Event-Based Approach
Executive Summary
- Event-based systems react to events, not timers or sequential code execution, thus saving energy, time, and memory.
- But time is also defined by events—without events, time itself has no meaning.
- Optimal systems integrate event-based and time-based approaches—balancing efficiency with long-term resiliency to errors and inherent uncertainty.
- Saturation mechanisms prevent failure by enforcing periodic system changes, even when event-based triggers fail.
Event-Based Approach: Core Principles
- Event-based logic is not just a technical choice—it is a foundational ideology that shapes both hardware and software architecture.
- In intelligent systems, event-driven decision-making applies to both physical actions (in-body) and cognitive processes (in-mind).
Time as an Event-Driven Concept
Time is not an absolute entity but a sequence of events.
- If nothing happens, the system should only store the start and end timestamps of the inactivity.
- This aligns with natural perception—we measure time between events, not in continuous increments.
Events define time itself:
- A second is an arbitrarily defined unit—9,192,631,770 oscillations of a cesium atom.
- We assume these oscillations are stable, but we have no deeper reference to verify time’s absolute nature.
- Intelligence extrapolates time from event patterns, not from an independent inner mind “clock.”
Time perception is event-driven:
- A cat learns that its owner arriving home signals mealtime, using it as a time reference.
- If the owner returns earlier, the cat misinterprets the event as the end of a full day, relying on past patterns rather than absolute time.
- Humans make similar cognitive errors when assuming standardized time measurement is inherently correct without deeper verification.
Memory and Event-Based Data Processing
Redundant static data should not be stored or processed.
- If a robot stares at a white wall, storing 100 frames per second is meaningless.
- Memory should act like keyframe-based video compression, recording only meaningful changes.
Repeated experiences should condense into high-level knowledge.
- If a robot navigates the same warehouse path 100 times with no new obstacles,
- The full event history is unnecessary.
- Only new deviations matter—otherwise, the system simply increments a success counter.
- If a robot navigates the same warehouse path 100 times with no new obstacles,
Event-driven memory is hierarchical:
- On a small scale, minor variations exist.
- On a larger scale, events smooth out into patterns—when nothing significant happens, the derivative of change is zero.
- This ties into layered system design, where information is processed at different abstraction levels.

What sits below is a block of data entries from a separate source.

PR #15175, opened 2023-09-28
Restore syntax highlighting for mimetypes with more than one identifier

### LINKED ISSUE #15172: .ipynb files have no syntax highlighting in texteditor
## Description

Whenever I open .ipynb files in the jupyterlab texteditor, no syntax highlighting is available.
This is also true after changing the filetype selector in the bottom left from 'none' to 'JSON'.

## Reproduce

1. Rightclick any .ipynb in jupyterlab and select open with -> editor
2. (optional) Click on 'none' in the bottom left and choose JSON

## Expected behavior

I expected to see JSON syntax highlighting when editing .ipynb files.

## Context

- Operating System and version: Archlinux
- Browser and version: any
- JupyterLab version: 4.0.6

jans-code:
## References

Fixes #15172

## Code changes

Checking if 'spec.mime' is an array, and if it is using the first string for 'widget.content.model.mimeType', else business as usual.

## User-facing changes

n/a

n/a

---

Edit to link the issue.


packages/fileeditor-extension/src/commands.ts
```diff
@@ -567,7 +567,11 @@ export namespace Commands {
         if (name && widget) {
           const spec = languages.findByName(name);
           if (spec) {
-            widget.content.model.mimeType = spec.mime as string;
+            if (Array.isArray(spec.mime)) {
+              widget.content.model.mimeType = spec.mime[0] as string;
+            } else {
+              widget.content.model.mimeType = spec.mime as string;
```
krassowski, line 573: Is the casting here needed? (genuinely asking)

```suggestion
              widget.content.model.mimeType = spec.mime;
```

If it is not an array it should be a `string` as per:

Event-Based vs. Time-Based Processing
| Event-Based | Time-Based |
|---|---|
| Triggered by system changes – mostly, on external inputs | Runs at fixed time intervals |
| More efficient, reacts only when necessary | Ensures periodic updates even without new events |
| Adapts dynamically | Prevents failure in case of missing events |
All systems in our Universe are fundamentally event-based.
- Even time itself – seconds in SI – is an arbitrarily defined sequence of events.
- However, purely event-driven systems can fail when sensors miss events or fail to trigger.
Optimal systems balance event-driven logic with periodic saturation resets.
- Event-based processing ensures efficiency—acting only when necessary.
- Time-based fallbacks prevent event-detection failures from leading to catastrophic errors.
Example: The Pipe Clogging Sensor
A clog detector reports that the pipeline is clear.
- If it fails silently, an event-based system may never detect the clog.
- A pure event-driven system is vulnerable to such sensor failures.
A hybrid approach prevents this issue:
- The event-based system waits for a clog-detection event.
- A time-based backup rule enforces scheduled maintenance every 50 years.
- This prevents catastrophic failure, even if no event occurs.
The principle of saturation applies here:
- Over time, the probability of pipeline failure increases.
- The expected damage from failure eventually outweighs the benefits of delaying maintenance.
- Even if the system “could” wait longer, the cost of waiting rises, making replacement the rational choice.
Conclusion
- Event-based processing is fundamental to intelligent system design.
- Time is a byproduct of events—intelligence perceives time only through changes.
- Memory should store only meaningful changes, not redundant data.
- Layered system design allows hierarchical event abstraction, optimizing decision-making.
- Event-based and time-based approaches should be integrated to balance efficiency with long-term system stability and resilience to errors and enthropy in general.